==== SUPPLIED RECORDS ====

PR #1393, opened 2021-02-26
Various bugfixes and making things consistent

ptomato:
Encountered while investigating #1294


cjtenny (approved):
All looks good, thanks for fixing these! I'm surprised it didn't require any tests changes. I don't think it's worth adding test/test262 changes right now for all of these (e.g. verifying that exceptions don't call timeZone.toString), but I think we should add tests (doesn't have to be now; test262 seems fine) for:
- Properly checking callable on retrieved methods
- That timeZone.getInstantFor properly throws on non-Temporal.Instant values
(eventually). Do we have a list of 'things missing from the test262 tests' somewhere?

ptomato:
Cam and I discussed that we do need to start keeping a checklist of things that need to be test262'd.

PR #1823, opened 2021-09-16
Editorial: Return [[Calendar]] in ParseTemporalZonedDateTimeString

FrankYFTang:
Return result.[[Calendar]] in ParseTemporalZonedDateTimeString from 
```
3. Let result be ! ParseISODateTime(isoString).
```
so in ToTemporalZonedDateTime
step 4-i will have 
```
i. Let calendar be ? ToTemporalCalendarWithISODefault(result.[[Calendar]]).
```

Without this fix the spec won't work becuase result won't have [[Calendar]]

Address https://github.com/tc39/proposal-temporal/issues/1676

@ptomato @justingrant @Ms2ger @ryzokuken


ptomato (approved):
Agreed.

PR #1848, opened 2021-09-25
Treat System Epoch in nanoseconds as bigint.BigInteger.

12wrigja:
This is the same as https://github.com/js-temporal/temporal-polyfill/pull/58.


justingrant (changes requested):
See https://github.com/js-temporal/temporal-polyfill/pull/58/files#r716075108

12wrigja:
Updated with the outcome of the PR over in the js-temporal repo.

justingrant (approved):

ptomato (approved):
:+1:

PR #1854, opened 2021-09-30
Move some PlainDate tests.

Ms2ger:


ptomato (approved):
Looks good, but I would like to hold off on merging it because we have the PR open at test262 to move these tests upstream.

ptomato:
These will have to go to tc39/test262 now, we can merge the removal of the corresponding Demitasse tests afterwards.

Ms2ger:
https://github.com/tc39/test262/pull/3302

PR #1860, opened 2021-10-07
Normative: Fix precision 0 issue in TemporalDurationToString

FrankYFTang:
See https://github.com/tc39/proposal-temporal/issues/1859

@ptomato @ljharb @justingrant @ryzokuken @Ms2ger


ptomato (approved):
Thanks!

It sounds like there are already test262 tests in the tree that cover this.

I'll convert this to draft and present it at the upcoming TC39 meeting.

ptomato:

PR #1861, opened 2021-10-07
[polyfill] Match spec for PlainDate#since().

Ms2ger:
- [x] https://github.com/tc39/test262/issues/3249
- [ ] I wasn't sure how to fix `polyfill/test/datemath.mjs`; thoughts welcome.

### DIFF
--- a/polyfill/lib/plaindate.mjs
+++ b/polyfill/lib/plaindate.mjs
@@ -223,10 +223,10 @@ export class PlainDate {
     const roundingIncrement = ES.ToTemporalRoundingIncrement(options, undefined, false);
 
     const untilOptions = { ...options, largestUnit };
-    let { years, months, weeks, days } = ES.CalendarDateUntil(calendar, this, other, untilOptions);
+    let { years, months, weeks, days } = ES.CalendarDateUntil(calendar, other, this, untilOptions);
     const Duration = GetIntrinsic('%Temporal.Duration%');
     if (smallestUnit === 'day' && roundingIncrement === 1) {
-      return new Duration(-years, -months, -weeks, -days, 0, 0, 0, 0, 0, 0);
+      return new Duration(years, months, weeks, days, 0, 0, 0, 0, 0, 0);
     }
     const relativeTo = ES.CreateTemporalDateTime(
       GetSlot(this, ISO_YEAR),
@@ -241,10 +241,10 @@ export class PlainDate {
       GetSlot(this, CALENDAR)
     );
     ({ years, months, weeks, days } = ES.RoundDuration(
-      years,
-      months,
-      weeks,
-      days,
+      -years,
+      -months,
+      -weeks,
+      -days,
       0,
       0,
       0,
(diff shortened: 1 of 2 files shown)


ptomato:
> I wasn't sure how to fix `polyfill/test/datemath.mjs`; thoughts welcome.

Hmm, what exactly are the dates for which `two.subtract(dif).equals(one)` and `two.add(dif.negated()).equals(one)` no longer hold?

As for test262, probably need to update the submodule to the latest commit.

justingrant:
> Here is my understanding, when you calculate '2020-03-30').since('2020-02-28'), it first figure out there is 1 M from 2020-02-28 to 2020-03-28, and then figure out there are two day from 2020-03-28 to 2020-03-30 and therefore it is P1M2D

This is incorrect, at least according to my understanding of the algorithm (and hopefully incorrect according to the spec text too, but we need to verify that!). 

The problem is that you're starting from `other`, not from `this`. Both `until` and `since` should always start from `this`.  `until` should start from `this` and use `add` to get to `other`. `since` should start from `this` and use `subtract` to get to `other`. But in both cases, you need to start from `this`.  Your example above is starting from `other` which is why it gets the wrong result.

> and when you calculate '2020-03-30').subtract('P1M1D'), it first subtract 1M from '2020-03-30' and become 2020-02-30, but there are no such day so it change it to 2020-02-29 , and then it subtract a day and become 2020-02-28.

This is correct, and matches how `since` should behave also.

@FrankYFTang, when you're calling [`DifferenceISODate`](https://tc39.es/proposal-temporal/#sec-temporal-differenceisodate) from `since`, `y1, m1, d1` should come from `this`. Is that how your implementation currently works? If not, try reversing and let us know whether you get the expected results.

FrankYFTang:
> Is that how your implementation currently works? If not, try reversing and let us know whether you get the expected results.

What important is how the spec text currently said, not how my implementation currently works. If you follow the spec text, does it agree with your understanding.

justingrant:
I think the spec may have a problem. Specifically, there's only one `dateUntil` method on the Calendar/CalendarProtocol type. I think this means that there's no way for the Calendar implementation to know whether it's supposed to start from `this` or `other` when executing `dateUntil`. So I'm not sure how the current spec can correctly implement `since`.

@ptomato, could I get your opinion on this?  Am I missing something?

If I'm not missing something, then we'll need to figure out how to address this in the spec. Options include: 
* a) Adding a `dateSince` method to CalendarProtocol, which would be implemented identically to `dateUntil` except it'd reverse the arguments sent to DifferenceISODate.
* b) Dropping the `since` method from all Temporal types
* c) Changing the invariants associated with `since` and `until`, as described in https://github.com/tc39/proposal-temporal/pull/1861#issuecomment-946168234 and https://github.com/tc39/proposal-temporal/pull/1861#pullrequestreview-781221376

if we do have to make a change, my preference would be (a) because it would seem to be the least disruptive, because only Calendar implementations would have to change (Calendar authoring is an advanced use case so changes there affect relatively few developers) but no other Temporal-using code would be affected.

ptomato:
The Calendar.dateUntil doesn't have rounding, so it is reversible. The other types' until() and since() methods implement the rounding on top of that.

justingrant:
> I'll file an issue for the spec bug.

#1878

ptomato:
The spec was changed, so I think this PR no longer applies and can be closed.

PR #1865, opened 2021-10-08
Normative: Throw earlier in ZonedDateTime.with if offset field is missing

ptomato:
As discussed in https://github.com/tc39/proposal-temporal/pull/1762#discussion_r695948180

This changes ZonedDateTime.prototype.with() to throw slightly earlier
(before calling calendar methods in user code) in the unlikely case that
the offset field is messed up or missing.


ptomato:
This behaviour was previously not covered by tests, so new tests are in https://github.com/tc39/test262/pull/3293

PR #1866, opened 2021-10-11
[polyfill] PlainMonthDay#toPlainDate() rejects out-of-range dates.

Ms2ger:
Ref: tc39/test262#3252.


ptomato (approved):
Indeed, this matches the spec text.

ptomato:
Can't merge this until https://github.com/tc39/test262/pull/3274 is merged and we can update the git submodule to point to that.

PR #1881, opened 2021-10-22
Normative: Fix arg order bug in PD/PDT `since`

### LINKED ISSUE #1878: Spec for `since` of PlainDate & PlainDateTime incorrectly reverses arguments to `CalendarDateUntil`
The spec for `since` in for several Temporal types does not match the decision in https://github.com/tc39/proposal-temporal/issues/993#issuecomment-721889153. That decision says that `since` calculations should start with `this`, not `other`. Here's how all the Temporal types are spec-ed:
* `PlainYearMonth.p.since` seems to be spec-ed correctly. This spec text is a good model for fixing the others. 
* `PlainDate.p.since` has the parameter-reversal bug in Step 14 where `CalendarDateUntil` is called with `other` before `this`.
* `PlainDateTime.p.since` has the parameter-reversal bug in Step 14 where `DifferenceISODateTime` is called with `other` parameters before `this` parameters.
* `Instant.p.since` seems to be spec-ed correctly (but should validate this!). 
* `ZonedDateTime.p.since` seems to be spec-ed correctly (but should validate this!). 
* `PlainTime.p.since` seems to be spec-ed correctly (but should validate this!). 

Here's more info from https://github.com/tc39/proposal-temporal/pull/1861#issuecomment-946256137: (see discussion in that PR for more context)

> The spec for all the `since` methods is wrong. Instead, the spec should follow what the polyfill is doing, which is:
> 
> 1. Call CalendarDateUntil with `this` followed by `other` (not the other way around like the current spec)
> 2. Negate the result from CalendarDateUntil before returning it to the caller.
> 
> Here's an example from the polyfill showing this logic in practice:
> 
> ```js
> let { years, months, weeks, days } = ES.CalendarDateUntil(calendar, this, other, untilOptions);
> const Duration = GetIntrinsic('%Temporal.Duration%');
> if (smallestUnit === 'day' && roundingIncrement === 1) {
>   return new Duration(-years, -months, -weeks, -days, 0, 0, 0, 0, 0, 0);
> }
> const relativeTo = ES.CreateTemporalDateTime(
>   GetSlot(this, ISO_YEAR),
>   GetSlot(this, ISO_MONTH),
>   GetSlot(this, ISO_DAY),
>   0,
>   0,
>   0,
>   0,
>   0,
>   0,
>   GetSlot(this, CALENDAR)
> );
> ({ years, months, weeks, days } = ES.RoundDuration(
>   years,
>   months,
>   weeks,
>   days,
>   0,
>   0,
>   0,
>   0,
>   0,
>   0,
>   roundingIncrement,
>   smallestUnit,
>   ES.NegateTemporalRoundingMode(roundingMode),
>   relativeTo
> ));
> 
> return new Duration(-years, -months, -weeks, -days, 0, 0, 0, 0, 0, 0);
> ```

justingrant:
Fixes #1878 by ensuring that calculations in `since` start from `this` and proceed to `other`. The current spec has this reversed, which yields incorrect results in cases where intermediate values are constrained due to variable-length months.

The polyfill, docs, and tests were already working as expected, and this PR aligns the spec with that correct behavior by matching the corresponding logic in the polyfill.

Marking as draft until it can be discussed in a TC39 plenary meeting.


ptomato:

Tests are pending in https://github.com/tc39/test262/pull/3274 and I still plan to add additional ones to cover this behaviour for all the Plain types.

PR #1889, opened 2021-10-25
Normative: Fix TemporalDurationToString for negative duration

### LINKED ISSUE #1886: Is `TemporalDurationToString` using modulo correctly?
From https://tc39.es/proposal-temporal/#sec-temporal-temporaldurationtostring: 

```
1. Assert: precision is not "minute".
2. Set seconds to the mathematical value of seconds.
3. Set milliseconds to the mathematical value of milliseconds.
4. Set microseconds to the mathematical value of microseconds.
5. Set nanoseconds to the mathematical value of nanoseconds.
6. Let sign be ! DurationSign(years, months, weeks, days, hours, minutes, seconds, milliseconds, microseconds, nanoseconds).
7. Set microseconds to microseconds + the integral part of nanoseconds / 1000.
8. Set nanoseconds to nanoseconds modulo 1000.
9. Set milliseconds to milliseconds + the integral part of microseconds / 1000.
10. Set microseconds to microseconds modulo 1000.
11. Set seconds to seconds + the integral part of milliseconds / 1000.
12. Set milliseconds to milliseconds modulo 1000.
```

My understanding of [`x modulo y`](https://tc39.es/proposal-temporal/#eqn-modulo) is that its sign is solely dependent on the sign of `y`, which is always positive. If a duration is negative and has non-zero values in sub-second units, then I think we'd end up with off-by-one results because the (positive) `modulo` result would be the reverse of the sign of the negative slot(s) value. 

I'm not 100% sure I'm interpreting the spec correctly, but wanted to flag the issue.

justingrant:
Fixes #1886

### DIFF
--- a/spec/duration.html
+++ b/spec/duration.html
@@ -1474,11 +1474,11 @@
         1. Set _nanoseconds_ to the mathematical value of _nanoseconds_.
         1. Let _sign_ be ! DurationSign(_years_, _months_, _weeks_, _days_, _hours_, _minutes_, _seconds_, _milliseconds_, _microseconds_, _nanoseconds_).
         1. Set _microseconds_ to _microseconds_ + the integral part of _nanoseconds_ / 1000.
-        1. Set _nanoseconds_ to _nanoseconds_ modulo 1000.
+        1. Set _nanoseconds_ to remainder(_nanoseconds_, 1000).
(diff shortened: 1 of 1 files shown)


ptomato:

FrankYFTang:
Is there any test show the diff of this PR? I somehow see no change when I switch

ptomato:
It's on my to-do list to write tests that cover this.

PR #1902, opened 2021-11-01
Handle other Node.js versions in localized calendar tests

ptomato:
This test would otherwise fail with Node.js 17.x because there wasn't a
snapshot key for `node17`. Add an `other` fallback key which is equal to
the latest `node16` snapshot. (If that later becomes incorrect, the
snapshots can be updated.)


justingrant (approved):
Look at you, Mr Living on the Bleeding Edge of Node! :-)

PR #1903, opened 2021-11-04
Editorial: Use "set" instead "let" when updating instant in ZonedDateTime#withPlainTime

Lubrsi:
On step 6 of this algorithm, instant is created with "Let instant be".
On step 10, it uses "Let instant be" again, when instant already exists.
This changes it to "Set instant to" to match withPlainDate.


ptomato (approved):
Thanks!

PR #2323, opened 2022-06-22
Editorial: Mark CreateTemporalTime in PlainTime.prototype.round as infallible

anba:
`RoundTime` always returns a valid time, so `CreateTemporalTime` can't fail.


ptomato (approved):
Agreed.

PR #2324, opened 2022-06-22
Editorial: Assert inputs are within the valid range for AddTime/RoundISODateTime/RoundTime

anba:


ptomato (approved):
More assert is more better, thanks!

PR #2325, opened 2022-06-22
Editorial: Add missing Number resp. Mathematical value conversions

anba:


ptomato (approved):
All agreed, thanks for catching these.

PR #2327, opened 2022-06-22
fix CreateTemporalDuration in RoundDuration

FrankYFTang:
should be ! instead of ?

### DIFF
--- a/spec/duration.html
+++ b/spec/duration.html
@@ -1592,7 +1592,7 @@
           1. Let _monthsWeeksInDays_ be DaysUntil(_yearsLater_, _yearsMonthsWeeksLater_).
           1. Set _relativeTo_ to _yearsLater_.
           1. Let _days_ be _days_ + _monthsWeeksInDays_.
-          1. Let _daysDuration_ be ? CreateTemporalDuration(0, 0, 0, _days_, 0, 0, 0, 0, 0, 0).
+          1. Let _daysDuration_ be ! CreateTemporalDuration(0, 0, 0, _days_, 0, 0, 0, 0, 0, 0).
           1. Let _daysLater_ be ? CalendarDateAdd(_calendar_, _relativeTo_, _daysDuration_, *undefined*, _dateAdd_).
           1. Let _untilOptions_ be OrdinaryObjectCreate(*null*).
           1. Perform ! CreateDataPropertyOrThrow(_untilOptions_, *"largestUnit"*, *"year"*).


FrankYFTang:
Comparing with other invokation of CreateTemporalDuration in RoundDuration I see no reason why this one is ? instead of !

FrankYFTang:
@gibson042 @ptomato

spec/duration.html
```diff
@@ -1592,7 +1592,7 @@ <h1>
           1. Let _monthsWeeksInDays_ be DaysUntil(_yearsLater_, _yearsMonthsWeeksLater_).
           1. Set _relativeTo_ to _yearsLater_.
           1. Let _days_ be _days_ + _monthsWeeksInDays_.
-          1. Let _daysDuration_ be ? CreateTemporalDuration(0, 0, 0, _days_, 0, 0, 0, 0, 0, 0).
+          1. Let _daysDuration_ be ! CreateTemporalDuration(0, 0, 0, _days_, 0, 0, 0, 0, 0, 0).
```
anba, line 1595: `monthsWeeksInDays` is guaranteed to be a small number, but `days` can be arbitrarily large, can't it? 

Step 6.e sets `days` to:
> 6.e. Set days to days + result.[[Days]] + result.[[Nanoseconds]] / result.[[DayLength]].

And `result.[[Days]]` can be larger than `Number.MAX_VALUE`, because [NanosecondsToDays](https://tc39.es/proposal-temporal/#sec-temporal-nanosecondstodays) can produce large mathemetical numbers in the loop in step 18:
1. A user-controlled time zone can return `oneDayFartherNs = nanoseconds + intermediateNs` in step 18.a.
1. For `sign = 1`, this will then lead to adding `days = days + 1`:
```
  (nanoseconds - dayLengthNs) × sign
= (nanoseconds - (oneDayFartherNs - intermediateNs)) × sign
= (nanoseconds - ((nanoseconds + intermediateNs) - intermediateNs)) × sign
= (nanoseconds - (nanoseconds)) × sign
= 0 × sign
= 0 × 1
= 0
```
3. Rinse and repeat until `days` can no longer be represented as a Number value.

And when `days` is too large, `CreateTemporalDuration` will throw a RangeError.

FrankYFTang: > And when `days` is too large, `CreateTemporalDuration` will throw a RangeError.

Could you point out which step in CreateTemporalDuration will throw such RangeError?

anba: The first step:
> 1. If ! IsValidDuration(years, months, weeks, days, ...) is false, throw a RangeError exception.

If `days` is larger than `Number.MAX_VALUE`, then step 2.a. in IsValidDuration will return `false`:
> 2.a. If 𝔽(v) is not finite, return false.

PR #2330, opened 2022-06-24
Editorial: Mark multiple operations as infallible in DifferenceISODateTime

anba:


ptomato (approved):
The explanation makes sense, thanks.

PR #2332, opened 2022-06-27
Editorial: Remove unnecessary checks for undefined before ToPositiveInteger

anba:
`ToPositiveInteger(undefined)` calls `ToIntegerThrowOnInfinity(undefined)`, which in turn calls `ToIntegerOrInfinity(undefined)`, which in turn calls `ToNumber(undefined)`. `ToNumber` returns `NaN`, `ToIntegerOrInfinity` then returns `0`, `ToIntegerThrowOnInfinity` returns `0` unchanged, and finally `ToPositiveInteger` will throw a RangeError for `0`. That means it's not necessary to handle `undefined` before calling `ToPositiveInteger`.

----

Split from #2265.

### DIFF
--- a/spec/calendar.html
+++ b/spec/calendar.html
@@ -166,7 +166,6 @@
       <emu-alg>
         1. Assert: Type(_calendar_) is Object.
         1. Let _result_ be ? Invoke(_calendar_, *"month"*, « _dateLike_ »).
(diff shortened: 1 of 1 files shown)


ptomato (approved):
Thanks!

====

→ **REQUIRED WORK**
Copy all lines of the preceding data that hold the word "false".

→ **OUTPUT**
     const roundingIncrement = ES.ToTemporalRoundingIncrement(options, undefined, false);
> 1. If ! IsValidDuration(years, months, weeks, days, ...) is false, throw a RangeError exception.
If `days` is larger than `Number.MAX_VALUE`, then step 2.a. in IsValidDuration will return `false`:
> 2.a. If 𝔽(v) is not finite, return false.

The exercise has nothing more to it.